Louisiana Punishes JP Morgan for its Anti-Second Amendment Activism by Blocking it from Multimillion Bond Deal

Big Business is no friend of the Second Amendment. If the past few decades have shown us anything, corporate America has no desire to defend Americans’ God-given freedoms such as the right to bear arms.

Many conservatives and Republicans, who are largely encumbered by their blind commitment to pro-corporate policies. However, the state of Louisiana has taken the threat that Corporate America poses to the Second Amendment seriously. 

On November 18, 2021, the Louisiana Bond Commission voted replace to JPMorgan with Wells Fargo in a $700-million deal. This move to boot the financial titan from Louisiana’s municipal bond market was propelled by its anti-Second Amendment policies, of which the commission asked JPMorgan CEO Jamie Dimon about a few weeks prior. The purpose of this inquiry was to clarify what his company’s stance was with regards to doing business with the firearms industry.

Republican State Treasurer John Schroder kicked off this investigation by reviewing JPMorgan’s gun policies after CEO Jamie Dimon made some comments to a Congressional committee earlier this year where he said his company won’t fund companies that make so-called “military-style” firearms.

“I’m not selling our Second Amendment rights to corporate America,” declared Schroder, at the Bond meeting in Baton Rouge.
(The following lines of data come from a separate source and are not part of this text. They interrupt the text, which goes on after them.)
PR #2876, opened 2026-09-21
Make @CdiBean implicit when a CDI qualifier is present on a supplier parameter

mariofusco:
Currently `@ChatModelSupplier` methods that need a CDI-managed model must use both `@CdiBean` and `@ModelName`

In this case the `@CdiBean` annotation is redundant here since `@ModelName` is already a @Qualifier-annotated CDI annotation, so the user's intent is unambiguous. 

 This pull request allows to avoid the `@CdiBean` annotation in this cases, and applies to any CDI qualifier (not just `@ModelName`), so it also benefits `@McpClientName` and any custom @Qualifier-annotated annotation.


geoand (approved):

mariofusco:
It seems that all the build failures are not related with my change, but something caused by a problem while downloading the latest JBang release.

PR #33, opened 2019-10-31
Change from kube-system namespace by default

austincunningham:
## Overview

Jira: https://issues.jboss.org/browse/INTLY-3896

## Verification

- Clone this branch
- Run `make cluster/prepare`
- Run `make cluster/seed/postgres`
- Run `make run`
- Ensure that cro configmap's are created in the `cloud-resources-operator` namespace
- Change the `NAMESPACE=` var in the makefile
- Run `make cluster/prepare`
- Run `make cluster/seed/postgres`
- Run `make run`
- Ensure that cro configmap's are created in the new namespace
- Ensure no cro resources are created under the `kube-system` namespace

### DIFF
--- a/deploy/examples/cloud_resource_config.yaml
+++ b/deploy/examples/cloud_resource_config.yaml
@@ -2,7 +2,6 @@ kind: ConfigMap
 apiVersion: v1
 metadata:
   name: cloud-resource-config
-  namespace: kube-system
 data:
   managed: |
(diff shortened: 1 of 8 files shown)


aidenkeating:
@austincunningham i think there may be something missing in this pr. we want to ensure that the operator will check in the namespace in which the operator is running instead of something static like `cloud-resource-operator`. so basically we want to override the default namespace with the namespace of the custom resource.

let's sync on this tomorrow. the ticket may not have been described very well.

PR #34, opened 2019-10-31
add provider specified reconcile timeouts

aidenkeating:
currently we have a global override for the reconcile timings in
each resource type. however this should be more individual instead
of allowing a controller to decide what the timings should be.

this change performs a slight refactor to the current reconcile
time override function and also ensures each provider can return
it's own reconcile time based on knowledge of the cr state.

### DIFF
--- a/pkg/controller/smtpcredentialset/smtpcredentialset_controller_test.go
+++ b/pkg/controller/smtpcredentialset/smtpcredentialset_controller_test.go
@@ -107,6 +107,9 @@ func TestReconcileSMTPCredentialSet_Reconcile(t *testing.T) {
 								},
 							}, "", nil
 						},
+						GetReconcileTimeFunc: func(smtpCreds *v1alpha1.SMTPCredentialSet) time.Duration {
+							return time.Second * 10
+						},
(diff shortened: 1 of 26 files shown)


pkg/controller/smtpcredentialset/smtpcredentialset_controller_test.go
```diff
@@ -107,6 +107,9 @@ func TestReconcileSMTPCredentialSet_Reconcile(t *testing.T) {
 								},
 							}, "", nil
 						},
+						GetReconcileTimeFunc: func(smtpCreds *v1alpha1.SMTPCredentialSet) time.Duration {
+							return time.Second * 10
```
austincunningham: Much as I like the readability of `* 10` I think we should add the numbers as variables

aidenkeating: good point, will do

aidenkeating: going to address this and other refactoring in a separate pr. merging to unblock e2e tests

PR #35, opened 2019-11-03
ensure unsupported provided and tiers are included in status block

aidenkeating:
currently, when there is not a provider for the type of the cr a
message is returned.

this change ensures the message returned is a standard.

currently, when an error occurs in a provider, only an overview
message is returned to the status block of the cr.

this change adds a WrapError function to act on the StatusMessage
struct that includes the returned string from the Error function
of an underlying error. This makes the status block slightly more
verbose in error situations.

currently, it is possible that the string returned from the util
string shortening function, ShortenString, is not url or aws
resource name-safe. this is due to a number of reasons that allow
for characters such as underscores due to base64 encoding or double
hyphens due to the way there was no preprocessing on the provided
string.

this change swaps to base32 encoding which does not include any
special characters and ensures all non-alphanumeric characters are
removed from the original provided string before processing the
string.


aidenkeating:
@ciaranRoche i think this may cover at least some of the verbose logging work

@dimitraz this should resolve the issues with resource naming you were seeing in aws

i'll add some verification steps to this tomorrow morning. if you wouldn't mind taking a look, that'd be great.

there's a few deduping tasks that can be created, i'll do that tomorrow morning.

Back in 2019, Louisiana started asking banks whether they feature policies that transgress on Louisiana citizens’ rights to bear arms. This was part of the application process that firms had to go through if they wanted to underwrite bond deals. At that juncture, JPMorgan confirmed it did not have those anti-Second Amendment policies in place.

However, in the advance of the bond sale, Schroder confirmed that his office inquired banks in the underwriting applicant pool whether they helped finance the manufacture of several weapons that everyday citizens use.

JPMorgan did not respond to that question and their refusal to do so led to them being disqualified from underwriting the sale, Schroder stated.  

Louisiana isn’t the only state that’s clamping down on doing business with anti-gun financial actors that have discriminatory policies towards the firearms industry. Earlier this year, the Texas State Legislature passed a law that prevents anti-gun banks from entering the municipal bond market. As Cam Edwards of Bearing Arms observed, this move has resulted in “a number of companies (including JPMorgan) to miss out on hundreds of millions of dollars in deals.”

Edwards added that these state crackdowns are beginning to influence the financial sector.

Citigroup is one of the largest underwriters in Texas. It recently issued a statement declaring its determination to resume doing business in the Lone Star State under the new legal framework that defends the firearms industry and its proponents.

Daniel Tomson and Paul Creedon, the co-heads of public finance for Citigroup, sent a letter to Attorney General Paxton, in which they argued that their business does not discriminate against any business that’s involved in manufacturing or selling firearms or even any organizations or non-profits that champion the Second Amendment.

After stating that it’s complying with Texas’ new law, on November 17, 2021 Citigroup was awarded with its first bond bid in the state since the new law was implemented.

Edwards observed that the bank “won an auction for a $27 million bond offering sold by the Alamo Heights Independent School District.”

Before the deal is finalized, the attorney general’s office must sign off on this deal, a move that is required in any transaction dealing with public debt in Texas.

All told, Republican states need to stop coddling big businesses who work against our God-given right to self-defense. The days of giving them tax cuts and sweetheart deals are over. If they can’t respect Americans’ freedoms, they should not be allowed to operate with special privileges.